My code can be viewed in my github: Proverbs Github.
The following difficulty is defined by myself.
backspace-string-compare(easy)
Stack.
binary-tree-right-side-view(medium)
DFS. First, compute the depth of all subtrees. Second, for each subtree, decide which layers of its left subtree and its right subtree should be displayed.
clone-graph(easy)
It will be easy if we can use map to check if we have visited a node.
convert-binary-search-tree-to-sorted-doubly-linked-list(medium)
Convert the tree to doubly linked list recursively.
find-duplicate-file-in-system(easy)
Map.
find-the-closest-palindrome(hard)
First, find the first larger palindromic number. Then, find the first less palindromic number. Finally, select the closer number.
first-unique-character-in-a-string(easy)
Save how many times and where a letter occurs.
jump-game-ii(medium)
The straightforward way is to convert it to a graph by connecting node i to the following nums[i] nodes and convert it to a shortest path problem.

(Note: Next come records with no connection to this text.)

PR #1683, opened 2021-11-12
feat(core): add amount to refund eos txn

lcovar:
OVC requires an amount for any transaction therefore
defaulting the amount to 0 will work for this scenario
since refund txns dont have an amount to be refunded as
part of the transaction

TICKET: STLX-9486

Successful signing

Screen Shot 2021-11-12 at 4 02 06 PM


modules/core/src/v2/coins/eos.ts
```diff
@@ -715,6 +715,7 @@ export class Eos extends BaseCoin {
 
         const refundActionData = txAction.data;
         tx.address = refundActionData.owner;
+        tx.amount = '0';
```
joey-bai, line 718: pre-existing issue, but if you look above, the error messages are for unstake.
line 709: `new Error(`unstake should only have 1 action: ${tx.actions.length} given`);`
line 713: `throw new Error('Invalid or incomplete unstake action data');`

since we're making a change here, could you update them to `refund`?

lcovar: Good catch, updated the error messages.

joey-bai (approved):
lgtm

PR #1685, opened 2021-11-16
chore(core/statics): change eth2 urls

micaela-ledesma:
Change eth2 tx, address and explorer urls

bg-27116


modules/statics/src/networks.ts
```diff
@@ -288,8 +288,8 @@ class Ethereum extends Mainnet implements EthereumNetwork {
 class Ethereum2 extends Mainnet implements AccountNetwork {
   name = 'Ethereum2';
   family = CoinFamily.ETH2;
-  explorerUrl = 'https://beaconscan.com/tx';
-  accountExplorerUrl = 'https://beaconscan.com/address';
+  explorerUrl = 'https://beaconcha.in/tx';
```
wesgraham, line 291: these url's give 404's

micaela-ledesma: The kovan ones take you to an error screen so I figured it was okay that without extra data it returned 404. Shall we leave them as they are for the time being then?

PR #1687, opened 2021-11-16
feat(statics): update Token Gog

Joelsx:
Updating GOG contract. We confirmed that there are no transfers existing for the old GOG and updating the contract accordingly. Ticket: STLX-9469
Jira ticket: https://bitgoinc.atlassian.net/browse/STLX-9469
STLX-9469


argjv (approved):
Seems to match: https://etherscan.io/address/0x9AB7bb7FdC60f4357ECFef43986818A2A3569c62

PR #1693, opened 2021-11-18
fix(express): enable tezos consolidations route in express

shiksb:
Ticket: BG-378
Screen Shot 2021-11-22 at 10 07 21 AM
30


shihao-guo:
were you able to test if consolidation is working through express SDK given this fix?

argjv (approved):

However, its time complexity is high.
According to the idea of modify the distances, we can find the distances never decrease from left to right. That means we do not to modify the distance of the node we have modified and the time complexity will be O(1).
lfu-cache(hard)
It is a typical problem.
O(1) get -> hashtable, O(1) modification(+1/-1) to maintain order -> linked list.
I am not familiar with stl::list, so it takes me a lot of time to debug because of the operation erase which may free the memory of the erased element.
minimize-malware-spread(medium)
Find the largest group with only one infected node.
most-common-word(easy)
nested-list-weight-sum-ii(easy)
DFS. However, the description is problematic because it does not tell what if the depth of the left child is different from that of the right child.
remove-linked-list-elements(easy)
Remove element from linked list recursively.